Directions: Within the listing below, please copy exactly the lines between the line holding "3. Use an admin" and the line holding "-323,7 +323,7 @@", inclusive.

Given records:
┄┄┄┄┄┄┄┄┄┄

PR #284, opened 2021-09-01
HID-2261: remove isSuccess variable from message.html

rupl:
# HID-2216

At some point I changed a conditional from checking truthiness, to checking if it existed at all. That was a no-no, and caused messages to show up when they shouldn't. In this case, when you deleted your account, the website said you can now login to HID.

┄┄┄┄┄┄┄┄┄┄

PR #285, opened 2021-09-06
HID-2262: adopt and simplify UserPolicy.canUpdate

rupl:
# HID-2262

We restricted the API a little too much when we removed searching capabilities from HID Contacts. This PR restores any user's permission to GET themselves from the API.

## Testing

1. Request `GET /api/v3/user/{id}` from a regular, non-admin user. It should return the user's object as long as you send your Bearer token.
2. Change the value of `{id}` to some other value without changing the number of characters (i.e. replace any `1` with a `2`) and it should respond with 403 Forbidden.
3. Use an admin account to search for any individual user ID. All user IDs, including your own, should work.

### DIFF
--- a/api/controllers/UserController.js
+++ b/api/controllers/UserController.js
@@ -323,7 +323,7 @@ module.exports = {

┄┄┄┄┄┄┄┄┄┄

Response to this task:
3. Use an admin account to search for any individual user ID. All user IDs, including your own, should work.

### DIFF
--- a/api/controllers/UserController.js
+++ b/api/controllers/UserController.js
@@ -323,7 +323,7 @@ module.exports = {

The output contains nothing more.